EXERCISE PROMPT |
Which of the lines below include the word "exports"? Pull each one out.

(Stored data)
◇ ◇ ◇ ◇

PR #100, opened 2016-01-12
Update tests to support markdown-it 5.1.0

revin:
As of `markdown-it` 5.1.0, we no longer have a `<pre><code>...</code></pre>` wrapper on fenced code blocks; this PR updates the tests that fail as a result of that change, plus removes a couple that were specifically looking for `class="highlight"` on said `<code>` elements.

If/when this is merged, the root of the rendered code blocks will be `<pre class="editor">`, and lots of dependents' CSS will need updated.

### DIFF
--- a/lib/render.js
+++ b/lib/render.js
@@ -45,8 +45,7 @@ module.exports = function (html, options) {
     }
   }
 
-  var parser = MD(mdOptions).use(lazyHeaders).use(emoji, {shortcuts: {}})
-  return parser.render(html)
+  return makeParser(mdOptions).render(html)
 }
 
 var mappings = {
@@ -74,4 +73,21 @@ function scopeNameFromLang (highlighter, lang) {
   // mappings[lang] = name
 
   return name
+}
+
+// create a parser instance, add plugins, update rules, etc...
+function makeParser (mdOptions) {
+  var parser = MD(mdOptions).use(lazyHeaders).use(emoji, {shortcuts: {}})
+
+  // monkey patch the 'fence' parsing rule to restore markdown-it's pre-5.1 behavior
+  // (see https://github.com/markdown-it/markdown-it/issues/190)
+  var stockFenceRule = parser.renderer.rules.fence
+  parser.renderer.rules.fence = function (tokens, idx, options, env, slf) {
+    // call the original rule first rather than inside the 'return' statement
+    // because we need the 'class' attribute processing it does
+    var output = stockFenceRule(tokens, idx, options, env, slf).trim()
+    return '<div' + slf.renderAttrs(tokens[idx]) + '>' + output + '</div>\n'
+  }
+
+  return parser
 }
--- a/lib/render.js
+++ b/lib/render.js
@@ -4,6 +4,7 @@ var MD = require('markdown-it')
 var lazyHeaders = require('markdown-it-lazy-headers')
 var cleanup = require('./cleanup')
 var emoji = require('markdown-it-emoji')
+var codeWrap = require('./code-wrap')
 
 var highlighter = new Highlights()
 
@@ -45,7 +46,11 @@ module.exports = function (html, options) {
     }
   }
 
-  return makeParser(mdOptions).render(html)
+  var parser = MD(mdOptions)
+    .use(lazyHeaders)
+    .use(emoji, {shortcuts: {}})
+    .use(codeWrap)
+  return parser.render(html)
 }
 
 var mappings = {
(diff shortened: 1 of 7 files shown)


ashleygwilliams:
hrm @revin this looks like it has conflicts? not sure what's up

ashleygwilliams:
ooh i bet it is because i publish `6.0.2`

revin:
Oh yeah maybe that's it. I pulled the upstream branch and made the change right away, so I wasn't sure what could've happened in the meantime. If it's something more involved, let me know and I can redo it.

ashleygwilliams:
nah nearly certain that's it. haven't touched anything else: https://github.com/revin/marky-markdown/blob/code-block-unwrap/package.json#L3

revin:
Conflict resolved. However, oops, it looks like an auto-formatting lint step changed some whitespace in `lib/render.js` :oops:

zeke:
Because of the changing classnames here, there will likely need to be a companion update to newww's stylesheets.

ashleygwilliams:
@zeke yup, we talked through all of that in #90 :)

ashleygwilliams:
@revin i'm a little confused about the commit history here... i think a rebase might just fix it? but it looks like each commit happens 2x? (once individually, and then once together?)

revin:
@ashleygwilliams you're right, sorry I should've force pushed it. I think I got it this time.

ashleygwilliams:
there we go! ok, this is a big change so i'm gonna pull it down and play with it, but should merge soon :) thank you thank you thank you :space_invader: :dolphin: :sparkling_heart: :sparkles:

revin:
Yep yep! To be honest, I'm a little nervous about losing the `<code>` part of the old formatting. It's a minor nit, but IMHO we're losing a bit of meaning without it.

ashleygwilliams:
yeah i hear ya @revin -- the product roadmap for marky (if we can be said to have one) is to mimic github markdown parsing as closely as possible as that is what our users expect. so this brings us closer to that, for better or worse :/

aredridel:
Looks good to me.

revin:
*sigh*, I'm really really sorry to belabor this, but something just doesn't feel right. We provide `markdown-it` with a `langPrefix: 'highlight '` but then it doesn't appear in the rendered markup at all because it skips the wrapping elements that would have had that class name attached.

I think the issue is that `markdown-it` is intending to treat rendered markup coming back from the highlighter with a leading `<pre` as complete, so it doesn't do any more processing to it. But the `highlights` package is intentionally only rendering the content of whatever code we provide, leaving it up to the calling code to decorate or contain it as necessary. So there's a little bit of a mismatch between the two libraries.

Github wraps their `<pre>` with `<div class='highlight highlight-source-[lang]'>`, so should we follow suit (via a custom rule similar to what #96 had)?

revin:
Oh, and doing the wrapping DIV ourselves would also lead to resurrecting those two deleted tests, plus having to update the sanitizer module to account for the markup changes.

ashleygwilliams:
hey @revin thanks for your thoughtful insight on this.
as stated previously, our only goal is to bring marky in alignment with GH-flavored markdown. to that end i think your suggestion of adding the div wrapper is a good one.

thoughts @aredridel @jefflembeck ?

ashleygwilliams:
hey @revin looks like you updated this but since it was an amend i'm not sure exactly what changed-- can u comment? thanks so much :smile:

revin:
Nothing functionally changed, I just rebased onto master because one of the package.json changes recently created a small merge conflict. I have the div wrapper change ready locally if we need it whenever we make the final decision on that.

ashleygwilliams:
if it moves us toward GH-style i say let's do it. `7.0.0` will have breaking changes for `newww` anyways so they'll be updating code no matter what.

revin:
ok @ashleygwilliams, latest change is pushed and Travising. I'm totally open to suggestion on the best selectors to use for the tests; I switched from requiring a `<code>` element to requiring any old element with `class='highlight'` in most of them, but it's entirely possible there's something semantically better to use.

zeke:
Looks good to me.

lib/render.js
```diff
@@ -75,3 +74,20 @@ function scopeNameFromLang (highlighter, lang) {
...
 }
+
+// create a parser instance, add plugins, update rules, etc...
+function makeParser (mdOptions) {
+  var parser = MD(mdOptions).use(lazyHeaders).use(emoji, {shortcuts: {}})
+
+  // monkey patch the 'fence' parsing rule to restore markdown-it's pre-5.1 behavior
+  // (see https://github.com/markdown-it/markdown-it/issues/190)
+  var stockFenceRule = parser.renderer.rules.fence
+  parser.renderer.rules.fence = function (tokens, idx, options, env, slf) {
```
revin: @ashleygwilliams this pattern here is basically the same thing [markdown-it-expand-tabs](https://github.com/revin/markdown-it-expand-tabs/blob/master/index.js#L12-L16) does. If you think it would be cleaner, I could extract this into a super tiny markdown-it plugin. We could either publish it separately or just include it with marky in a separate module, and use markdown-it's regular `.use()` API to hook it up.

aredridel:
LGTM!

ashleygwilliams:
yar this is my bad, but this is gonna need a rebase. i want to release a 6.0.4 today with some of the new tests and things. and then try to get 7.0.0 out the door for tomorrow. again, my bad :(

revin:
Don't even worry about it; rebased and travis'd.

◇ ◇ ◇ ◇

ANSWER |
@@ -45,8 +45,7 @@ module.exports = function (html, options) {
@@ -45,7 +46,11 @@ module.exports = function (html, options) {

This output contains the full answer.